Еще в 1640 году в издательском реестре появилась запись, уведомлявшая о скором выходе из печати сборника стихов, «сочиненных мистером Робертом Герриком». Однако книга – точнее, две книги под одной обложкой, светские «Геспериды» и религиозные «Благочестивые стихотворения», — вышла в свет лишь в 1648 году. Причина задержки — столь знакомый нам перфекционизм, тщательная, ювелирная отделка каждой строфы (пригодилась дядина выучка?). «Лучше книге стать золою, / Чем явиться в свет сырою». По свидетельствам современников, Геррик даже процесс печатания контролировал самолично, внося поправки и заставляя наборщиков переделывать каждый подпорченный лист.

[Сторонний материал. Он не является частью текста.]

PR #5752, opened 2022-07-19
fix(rust): correctly handle scoped idents

### LINKED ISSUE #5717: Rust `use` declarations only include last element
**Description**
I have written a simple custom rule for Rust language. Running the custom rule in Semgrep CLI matches lines of code extraneously that does not match the expected output for the custom rule.

**To Reproduce**
python3 -m venv /path/to/venv
source /path/to/venv/bin/activate
python -m pip install semgrep
semgrep --config=prng.yml prng.rs

prng.yml:
```
rules:
- id: rand-prng
  patterns: 
    - pattern: use rand::$X;
  message:
    The product uses a Pseudo-Random Number Generator (PRNG) in a security context, but the PRNG's algorithm is not cryptographically strong. 
  languages: [rust]
  severity: ERROR
```
prng.rs:
```
use rand::FromEntropy;
use rand::prng::XorShiftRng;
use mini_redis::{client, Result};
use rand::prng::ChaChaRng;
use rand::prng::Hc128Rng;

pub async fn send(&self, message: Message) -> Result<()> {

}
```

**Expected behavior**
It is expected that custom rule id: rand-prng would not match:
```
use mini_redis::{client, Result};
```

Actual behaviour:
Screenshot 2022-07-12 at 4 49 12 PM

**Environment**
 MacBook Pro, 2021, Apple M1 Max
macOS Monterey 12.4
Python 3.9.13

**Use case**
Fixing this bug enables adoption of semgrep.

brandonspark:
What:
Currently, matching is broken for Rust scoped identifiers, because all but the last component of a scoped identifier is ignored. This PR properly deals with creating a name for such scoped identifiers.

For instance, the AST for the following Rust program:
```rust
let x = a::x::collect
```

looked like
```
Pr(
  [DefStmt(
     ({
       name=EDynamic(
              OtherExpr(("LetPat", ()),
                [P(
                   PatId(("x", ()),
                     {id_info_id=1; id_hidden=false; id_resolved=Ref(None); id_type=Ref(None); id_svalue=Ref(None); }))]));
       attrs=[]; tparams=[]; },
      VarDef(
        {
         vinit=Some(N(
                      Id(("collect", ()),
                        {id_info_id=4; id_hidden=false; id_resolved=Ref(None); id_type=Ref(None); id_svalue=Ref(None); })));
         vtype=None; })))])
```

After this PR, it looks like:
```
Pr(
  [DefStmt(
     ({
       name=EDynamic(
              OtherExpr(("LetPat", ()),
                [P(
                   PatId(("x", ()),
                     {id_info_id=1; id_hidden=false; id_resolved=Ref(None); id_type=Ref(None); id_svalue=Ref(None); }))]));
       attrs=[]; tparams=[]; },
      VarDef(
        {
         vinit=Some(N(
                      IdQualified(
                        {name_last=(("collect", ()), None); name_top=None; 
                         name_middle=Some(QDots([(("a", ()), None); (("x", ()), None)])); 
                         name_info={id_info_id=3; id_hidden=false; id_resolved=Ref(
                                    None); };
                         })));
         vtype=None; })))])
```

Why:
We should support this functionality, because it breaks matching.

How:
This code picks up on a leftover TODO, which was to dispatch on a variable which was declared, but not used. This involves extending the name in the case of a longer identifier, and also possibly adding a type argument to the name.

Fixes #5717 

Test plan: `make test`

PR checklist:


semgrep-core/src/parsing/tree_sitter/Parse_rust_tree_sitter.ml
```diff
@@ -2480,7 +2480,7 @@ and map_return_expression (env : env) (x : CST.return_expression) : G.expr =
 
 and map_scoped_identifier_name (env : env)
     ((v1, v2, v3) : CST.scoped_identifier) : G.name =
-  let _either_optTODO =
+  let _either_opt =
```
kopecs: This could probably get renamed to something more descriptive (and without an underscore in front).

semgrep-core/tests/rust/scoped_idents.rs
```diff
@@ -0,0 +1,2 @@
+let x = A::f;
```
kopecs:
```suggestion
// ERROR: match
let x = A::f;
```

kopecs: We need an annotation to tell the test harness what matches we expect / don't.

kopecs (commented):
Could you add some tests like the ones from https://github.com/returntocorp/semgrep/issues/5717
that verify the naming with `use` works as part of this too?

An additional example with an alias (i.e., a `use` with `as`) would be good too.

semgrep-core/src/parsing/tree_sitter/Parse_rust_tree_sitter.ml
```diff
@@ -2495,10 +2495,30 @@ and map_scoped_identifier_name (env : env)
...
   let _colons = token env v2 (* "::" *) in
-  let ident = ident env v3 in
+  let last_id = ident env v3 in
   (* pattern (r#)?[a-zA-Zα-ωΑ-Ωµ_][a-zA-Zα-ωΑ-Ωµ\d_]* *)
   (* TODO: use either_opt *)
-  H2.name_of_id ident
+  match prefix_info with
+  | Some (Left (Id (first_id, _))) -> H2.name_of_ids [ first_id; last_id ]
+  | Some (Left (IdQualified ({ name_last; name_middle; _ } as q_info))) ->
+      let new_name_middle =
```
aryx: maybe there could be a H2.add_xxx_to_name

aryx (approved):
Ideally we would also like to not have those DefStmt EDynamic EotherPat but
just a DefStmt with EN when we have rust code like 'let x = ...'.

Also usually the tests in semgrep-core/tests/<lang>/ follow some conventions that are used to generate documentation (see scripts/generate-cheatsheet), with names like dots_xxx.sgrep, metavar_xxx.sgrep. In that case for parsing fixes, it's maybe better to use misc_scoped_ident.rs

changelog.d/gh-5717.fixed
```diff
@@ -0,0 +1 @@
+Rust: Fixed a bug with matching for scoped identifiers
```
IagoAbal, line 1: Same here, if you just summarized the what/why of your PR comment here it would make a great changelog entry. Then Bruno and the technical writers take these changelog entries and they produce some release notes, so they appreciate the extra details.

semgrep-core/src/core/ast/AST_generic_helpers.ml
```diff
@@ -128,6 +128,26 @@ let name_of_ids xs =
...
 
+let add_suffix_to_name suffix name =
+  match name with
+  | Id (first_id, _) -> name_of_ids [ first_id; suffix ]
+  | IdQualified ({ name_last; name_middle; _ } as q_info) ->
+      let new_name_middle =
+        let middle_quals =
+          match name_middle with
+          | Some (QDots qualifiers) -> qualifiers
+          | Some (QExpr _) -> raise Impossible
```
kopecs: If this is a more generic routine we may want to handle this case, in the event that someone working on Ruby, etc...

PR #6020, opened 2022-09-01
remove old version of semgrep before running

spencerdrak:
Because we now re-use infra, the `brew install semgrep` wasn't doing anything - leading to a de-sync and failing brew tests. This is sub-optimal (ideally we don't change our workflows to suit the infra) but we don't have a good way (or really any way) to hook into the workflow and do this on the runner. 

Maybe we ought to investigate docker-izing the runner, but even then, we have a) figure out how to run the container not in the linux VM that docker uses by default (very difficult, in my estimation) and b) figure out how to spawn a new one on each run (not trivial).

PR checklist:

### DIFF
--- a/.github/workflows/homebrew-core-head.yml
+++ b/.github/workflows/homebrew-core-head.yml
@@ -21,6 +21,8 @@ jobs:
         run: brew install semgrep --HEAD
       - name: Check installed correctly
         run: brew test semgrep --HEAD
+      - name: Clean up semgrep installation
+        run: brew uninstall semgrep
 
   notify-failure:
     needs: [brew-build]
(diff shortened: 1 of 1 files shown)


.github/workflows/homebrew-core-head.yml
```diff
@@ -11,6 +11,10 @@ jobs:
     name: Build Semgrep via Brew from `returntocorp/semgrep:develop`
     runs-on: ["self-hosted", "macOS", "X64"]
     steps:
+      - name: Uninstall semgrep
+        # This is sub-optimal - our workflows shouldn't have to conform to their environment.
+        # However, on the runner side, we can't hook into the workflow run to clean up after.
+        run: brew uninstall semgrep || true
```
zyannes, line 17: Perhaps we should also run this as a cleanup step at the end of the job. That way the assumption can be that on a nominal run it resets the environment back to start.

zyannes (approved):

.github/workflows/homebrew-core-head.yml
spencerdrak: I like that idea.

PR #6021, opened 2022-09-01
test infra: do not assert_match for test_baseline.py

aryx:
The git output can vary across versions, we should not assert
on its exact content.

test plan:
make test
now works on my Arch Linux (with git 2.37.1)

PR checklist:


nmote (approved):
Interesting, I wonder if this is why I always have failures on the main `semgrep` test suite. I haven't spent much time looking into it -- instead when I do have to change the python side, I just run the test suite that should be affected by my change and let CI handle the rest. It's been working okay so far, but it would be nice if all tests passed locally.

aryx:
Yes, I used to be tolerant to those failures too before "ok, 3 failures in 'make tests', I think it's the usual one", but it's dangerous. Far better to have it work locally too, not just in CI.

PR #6022, opened 2022-09-01
fix(java): `public Foo() {}` as a pattern

### LINKED ISSUE #5558: Java constructors with modifiers patern not detected

nmote:
The pfff parser rejects `public Foo() {}` as a pattern, even though the
grammar appears to allow it and even though `Foo {}` (without privacy
modifiers) is parsed correctly. There is already a hack in place to
address an LR(1) conflict for this rule, and I suspect that it has gone
wrong somehow. Instead of spending time refining the hack, I decided to
use tree-sitter as a fallback to parse Java patterns.

This updates semgrep-java to pull in
https://github.com/returntocorp/ocaml-tree-sitter-semgrep/pull/339,
which implements basic Semgrep pattern grammar extensions and top-level
constructors.

This also updates semgrep-rules to pull in
https://github.com/returntocorp/semgrep-rules/pull/2366.

Fixes #5558

Test plan: Automated tests

PR checklist:

### DIFF
--- a/changelog.d/gh-5558.fixed
+++ b/changelog.d/gh-5558.fixed
@@ -1,0 +1,1 @@
+Fix parsing of Java constructors with privacy modifiers as patterns, e.g. the pattern `public Foo() { }`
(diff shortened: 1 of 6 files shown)


brandonspark (approved):
looks good! love tree-sitter migration

aryx (approved):

PR #6023, opened 2022-09-01
fix!: allowed other matching to use m_todo_kind

brandonspark:
**What:**
Currently, `OtherPat` matching, when matching the contained `todo_kind`, uses `m_other_pattern_operator`, which is a wrapper for `m_other_xxx`, a physical equality check. Physical equality on tokens is going to return false a lot of the time, because they contain sensitive location data. We should use `m_todo_kind` instead, like `m_expr` does for matching `OtherExpr`s.

**Why:**
This causes silly matching bugs, like https://semgrep.dev/s/ZL97

**How:**
Updated to use `m_todo_kind`.

I also then updated a few more instances of `m_other_xxx` for a `todo_kind`.

Closes PA-1836.

PR checklist:

### DIFF
--- a/semgrep-core/src/matching/Generic_vs_generic.ml
+++ b/semgrep-core/src/matching/Generic_vs_generic.ml
@@ -2467,7 +2467,7 @@ and m_pattern a b =
   | G.PatWhen (a1, a2), B.PatWhen (b1, b2) ->
       m_pattern a1 b1 >>= fun () -> m_expr a2 b2
   | G.OtherPat (a1, a2), B.OtherPat (b1, b2) ->
-      m_other_pattern_operator a1 b1 >>= fun () -> (m_list m_any) a2 b2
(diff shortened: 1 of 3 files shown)


brandonspark:
Should we replace all of the `m_other_<stuff>` calls with `m_todo_kind`? I don't see a reason for us to ever do a physical equality check during matching between tokens. @nmote @aryx

aryx:
Yep, for todo_kind we should.
It was done for all those ExprTodo, StmtTodo that used to have a long list of possible constructors, where it's ok to rely on the default polymorphic structural equality (we never used the physical equality; we were using structural equality)

brandonspark:
> Yep, for todo_kind we should.
It was done for all those ExprTodo, StmtTodo that used to have a long list of possible constructors, where it's ok to rely on the default polymorphic structural equality (we never used the physical equality; we were using structural equality)

Oh yes, I meant structural equality. Whoops.

I've now changed the other uses as well.

aryx (approved):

Роберта Геррика причисляют обычно к поэтам-кавалерам. И по кругу тем, и по политическим пристрастиям (держал сторону короля), и по тяготению к «школе Джонсона» (был преданнейшим из «сыновей Бена») он несомненно кавалер, по масштабу же — первый и самый выдающийся из этого клана. Но Геррику, пожалуй, и «кавалерские» рамки тесноваты: он берет шире и «поворачивает» неожиданней. К примеру, ничем не примечательный барочный образ из стихотворения «Отчего покраснели розы» (от стыда, разумеется: возлюбленная поэта затмила их красотой) он доводит до веселого абсурда в парном к нему восьмистишии «Отчего посинели фиалки». В своей духовной лирике он поднимается выше «одноплеменников», а в светскую смело подмешивает «домашнее варенье» и прочий житейский «сор», до какого они не опускались. Или не докапывались.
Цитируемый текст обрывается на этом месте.